PROBLEM: Pull out every line in the data that has the string "blocks" in it.

---*---

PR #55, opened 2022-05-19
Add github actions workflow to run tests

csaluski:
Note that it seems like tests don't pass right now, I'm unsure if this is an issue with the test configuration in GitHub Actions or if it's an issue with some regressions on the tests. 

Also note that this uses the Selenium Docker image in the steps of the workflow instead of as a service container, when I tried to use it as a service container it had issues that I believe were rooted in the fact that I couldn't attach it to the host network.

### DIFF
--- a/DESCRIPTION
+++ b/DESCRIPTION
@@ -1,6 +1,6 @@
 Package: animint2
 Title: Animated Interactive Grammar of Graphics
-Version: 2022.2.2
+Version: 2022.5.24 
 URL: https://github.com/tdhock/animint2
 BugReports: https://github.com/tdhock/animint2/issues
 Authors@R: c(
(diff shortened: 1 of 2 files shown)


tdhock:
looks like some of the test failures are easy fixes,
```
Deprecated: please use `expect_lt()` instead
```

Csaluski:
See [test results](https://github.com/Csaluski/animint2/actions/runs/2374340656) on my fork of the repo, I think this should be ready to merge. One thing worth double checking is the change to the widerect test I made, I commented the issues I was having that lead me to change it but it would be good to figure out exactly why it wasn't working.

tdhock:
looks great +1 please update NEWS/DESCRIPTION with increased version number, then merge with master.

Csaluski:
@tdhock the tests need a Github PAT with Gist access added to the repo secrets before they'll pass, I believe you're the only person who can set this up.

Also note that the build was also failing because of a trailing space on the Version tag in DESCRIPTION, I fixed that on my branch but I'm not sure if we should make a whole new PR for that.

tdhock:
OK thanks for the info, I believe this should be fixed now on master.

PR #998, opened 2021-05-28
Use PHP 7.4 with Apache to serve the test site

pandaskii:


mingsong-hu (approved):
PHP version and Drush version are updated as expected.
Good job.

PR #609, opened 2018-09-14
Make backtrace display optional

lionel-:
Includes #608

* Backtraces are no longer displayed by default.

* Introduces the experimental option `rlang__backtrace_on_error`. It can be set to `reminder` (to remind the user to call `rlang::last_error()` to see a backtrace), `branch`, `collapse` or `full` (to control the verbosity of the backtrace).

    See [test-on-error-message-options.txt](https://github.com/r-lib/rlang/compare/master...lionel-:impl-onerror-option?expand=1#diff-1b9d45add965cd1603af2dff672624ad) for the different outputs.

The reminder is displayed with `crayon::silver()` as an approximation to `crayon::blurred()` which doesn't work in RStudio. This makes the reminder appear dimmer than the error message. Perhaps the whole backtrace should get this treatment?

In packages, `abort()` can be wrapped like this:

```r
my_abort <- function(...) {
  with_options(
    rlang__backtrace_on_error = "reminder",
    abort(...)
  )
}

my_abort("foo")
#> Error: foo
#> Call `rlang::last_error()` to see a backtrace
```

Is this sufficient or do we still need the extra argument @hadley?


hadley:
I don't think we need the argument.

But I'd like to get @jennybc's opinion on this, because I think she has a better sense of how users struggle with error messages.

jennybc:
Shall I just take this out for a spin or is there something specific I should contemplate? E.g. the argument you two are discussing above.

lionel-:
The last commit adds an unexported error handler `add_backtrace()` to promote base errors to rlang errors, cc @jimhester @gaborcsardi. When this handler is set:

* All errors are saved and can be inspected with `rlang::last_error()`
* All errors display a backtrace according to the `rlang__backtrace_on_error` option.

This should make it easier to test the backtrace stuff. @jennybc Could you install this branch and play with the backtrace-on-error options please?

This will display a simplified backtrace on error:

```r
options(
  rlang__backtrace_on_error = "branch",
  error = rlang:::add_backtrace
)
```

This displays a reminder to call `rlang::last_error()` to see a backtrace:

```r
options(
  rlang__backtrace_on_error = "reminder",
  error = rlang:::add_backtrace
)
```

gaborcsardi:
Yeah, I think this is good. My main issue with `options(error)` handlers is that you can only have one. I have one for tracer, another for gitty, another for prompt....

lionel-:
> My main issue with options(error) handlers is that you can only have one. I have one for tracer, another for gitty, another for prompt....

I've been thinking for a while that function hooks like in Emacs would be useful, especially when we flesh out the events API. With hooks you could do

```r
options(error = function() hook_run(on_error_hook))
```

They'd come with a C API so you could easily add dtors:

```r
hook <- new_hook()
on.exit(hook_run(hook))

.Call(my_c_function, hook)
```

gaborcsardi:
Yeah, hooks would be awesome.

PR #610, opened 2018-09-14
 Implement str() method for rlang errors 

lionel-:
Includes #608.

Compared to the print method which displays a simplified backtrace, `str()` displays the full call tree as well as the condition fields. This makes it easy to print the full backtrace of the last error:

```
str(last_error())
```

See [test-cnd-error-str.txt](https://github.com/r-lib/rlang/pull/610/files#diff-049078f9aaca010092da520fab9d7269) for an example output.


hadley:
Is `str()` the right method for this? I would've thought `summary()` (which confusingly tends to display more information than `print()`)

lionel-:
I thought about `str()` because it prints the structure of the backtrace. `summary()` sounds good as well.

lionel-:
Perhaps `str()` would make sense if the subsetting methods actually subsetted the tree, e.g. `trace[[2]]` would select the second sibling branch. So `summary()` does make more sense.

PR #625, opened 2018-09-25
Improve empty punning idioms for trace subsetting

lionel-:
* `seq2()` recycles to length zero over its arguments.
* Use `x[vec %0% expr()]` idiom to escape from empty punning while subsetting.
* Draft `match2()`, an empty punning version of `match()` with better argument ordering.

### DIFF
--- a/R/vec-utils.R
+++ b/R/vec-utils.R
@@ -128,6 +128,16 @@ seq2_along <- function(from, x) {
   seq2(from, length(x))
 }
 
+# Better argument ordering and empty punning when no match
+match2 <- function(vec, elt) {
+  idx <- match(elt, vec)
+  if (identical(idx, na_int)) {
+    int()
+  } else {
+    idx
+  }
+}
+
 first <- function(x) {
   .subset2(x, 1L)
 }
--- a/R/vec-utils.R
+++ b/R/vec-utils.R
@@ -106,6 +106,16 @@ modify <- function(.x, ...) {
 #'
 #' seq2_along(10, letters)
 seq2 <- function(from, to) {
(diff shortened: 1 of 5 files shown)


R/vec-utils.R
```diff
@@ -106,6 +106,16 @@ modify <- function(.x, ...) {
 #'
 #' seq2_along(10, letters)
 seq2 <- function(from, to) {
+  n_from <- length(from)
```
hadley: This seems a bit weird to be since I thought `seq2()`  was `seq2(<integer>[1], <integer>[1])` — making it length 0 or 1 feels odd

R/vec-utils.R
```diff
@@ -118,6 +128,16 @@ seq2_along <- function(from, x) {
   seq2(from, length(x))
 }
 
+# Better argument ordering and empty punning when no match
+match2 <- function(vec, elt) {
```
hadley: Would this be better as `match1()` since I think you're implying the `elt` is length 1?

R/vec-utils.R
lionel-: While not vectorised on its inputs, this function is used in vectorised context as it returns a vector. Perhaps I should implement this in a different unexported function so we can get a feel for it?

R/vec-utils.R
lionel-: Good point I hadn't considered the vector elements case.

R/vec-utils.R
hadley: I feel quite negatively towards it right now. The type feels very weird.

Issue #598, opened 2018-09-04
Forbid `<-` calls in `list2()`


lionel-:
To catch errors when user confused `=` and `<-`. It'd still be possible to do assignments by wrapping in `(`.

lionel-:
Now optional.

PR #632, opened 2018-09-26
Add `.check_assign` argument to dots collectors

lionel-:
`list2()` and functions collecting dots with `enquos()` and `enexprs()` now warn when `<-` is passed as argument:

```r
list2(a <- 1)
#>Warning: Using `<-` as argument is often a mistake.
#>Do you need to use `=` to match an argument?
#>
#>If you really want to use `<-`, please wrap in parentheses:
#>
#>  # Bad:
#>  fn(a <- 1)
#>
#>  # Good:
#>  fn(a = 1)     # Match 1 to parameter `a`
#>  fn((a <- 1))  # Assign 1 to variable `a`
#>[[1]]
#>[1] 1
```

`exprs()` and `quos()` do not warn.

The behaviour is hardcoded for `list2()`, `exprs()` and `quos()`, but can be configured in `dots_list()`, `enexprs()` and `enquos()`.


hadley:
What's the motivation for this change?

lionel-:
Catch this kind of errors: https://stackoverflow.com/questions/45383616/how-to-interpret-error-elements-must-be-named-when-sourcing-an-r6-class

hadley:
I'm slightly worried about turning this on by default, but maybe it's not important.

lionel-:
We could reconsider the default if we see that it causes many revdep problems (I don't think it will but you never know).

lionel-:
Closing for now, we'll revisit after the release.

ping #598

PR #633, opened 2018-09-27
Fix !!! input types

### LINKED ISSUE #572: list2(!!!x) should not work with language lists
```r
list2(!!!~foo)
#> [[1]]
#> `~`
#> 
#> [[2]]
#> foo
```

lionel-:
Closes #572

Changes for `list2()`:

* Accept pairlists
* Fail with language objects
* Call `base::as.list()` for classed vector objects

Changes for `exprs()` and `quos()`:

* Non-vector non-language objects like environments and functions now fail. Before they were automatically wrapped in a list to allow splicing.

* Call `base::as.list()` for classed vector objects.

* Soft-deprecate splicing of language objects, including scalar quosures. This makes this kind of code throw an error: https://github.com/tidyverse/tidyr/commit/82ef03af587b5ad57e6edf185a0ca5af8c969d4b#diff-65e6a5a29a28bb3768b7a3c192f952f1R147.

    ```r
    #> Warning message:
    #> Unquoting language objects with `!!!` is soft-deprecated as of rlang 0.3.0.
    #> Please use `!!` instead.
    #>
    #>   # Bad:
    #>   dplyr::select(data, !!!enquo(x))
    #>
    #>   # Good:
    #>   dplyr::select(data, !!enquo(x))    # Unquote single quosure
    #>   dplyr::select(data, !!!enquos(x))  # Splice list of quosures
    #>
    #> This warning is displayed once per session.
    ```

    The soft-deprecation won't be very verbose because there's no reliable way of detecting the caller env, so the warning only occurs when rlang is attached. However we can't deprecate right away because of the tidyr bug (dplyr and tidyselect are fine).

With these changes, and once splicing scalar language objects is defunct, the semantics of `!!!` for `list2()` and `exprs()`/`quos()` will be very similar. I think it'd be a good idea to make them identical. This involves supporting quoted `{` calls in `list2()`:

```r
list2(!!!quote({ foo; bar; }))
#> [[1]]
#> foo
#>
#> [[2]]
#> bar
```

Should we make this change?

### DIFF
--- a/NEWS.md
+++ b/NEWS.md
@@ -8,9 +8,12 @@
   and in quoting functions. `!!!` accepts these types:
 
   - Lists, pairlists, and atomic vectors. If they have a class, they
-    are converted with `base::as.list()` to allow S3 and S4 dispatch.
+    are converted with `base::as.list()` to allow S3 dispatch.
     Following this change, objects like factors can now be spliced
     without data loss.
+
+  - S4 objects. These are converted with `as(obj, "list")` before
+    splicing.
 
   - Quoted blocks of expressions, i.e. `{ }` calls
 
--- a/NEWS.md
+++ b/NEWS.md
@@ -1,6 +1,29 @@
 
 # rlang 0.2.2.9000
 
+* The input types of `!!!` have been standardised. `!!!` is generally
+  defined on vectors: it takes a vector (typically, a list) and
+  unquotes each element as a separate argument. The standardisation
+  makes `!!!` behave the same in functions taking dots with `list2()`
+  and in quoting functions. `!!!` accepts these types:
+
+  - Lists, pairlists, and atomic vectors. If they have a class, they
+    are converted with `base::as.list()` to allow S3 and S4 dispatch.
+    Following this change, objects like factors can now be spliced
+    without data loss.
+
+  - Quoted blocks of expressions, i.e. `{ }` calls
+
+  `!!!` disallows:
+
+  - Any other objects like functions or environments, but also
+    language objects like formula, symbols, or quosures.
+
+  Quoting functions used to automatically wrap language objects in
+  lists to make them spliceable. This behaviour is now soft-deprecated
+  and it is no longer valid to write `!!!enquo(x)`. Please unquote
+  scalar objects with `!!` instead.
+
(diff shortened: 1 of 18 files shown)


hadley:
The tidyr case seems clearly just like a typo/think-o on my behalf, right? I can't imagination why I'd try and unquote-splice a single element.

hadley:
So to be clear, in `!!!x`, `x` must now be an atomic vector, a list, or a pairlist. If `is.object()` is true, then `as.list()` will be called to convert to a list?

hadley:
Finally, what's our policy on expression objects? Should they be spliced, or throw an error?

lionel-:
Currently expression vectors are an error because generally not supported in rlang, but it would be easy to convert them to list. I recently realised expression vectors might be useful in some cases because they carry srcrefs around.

---*---

RESPONSE AREA:
   - Quoted blocks of expressions, i.e. `{ }` calls
+  - Quoted blocks of expressions, i.e. `{ }` calls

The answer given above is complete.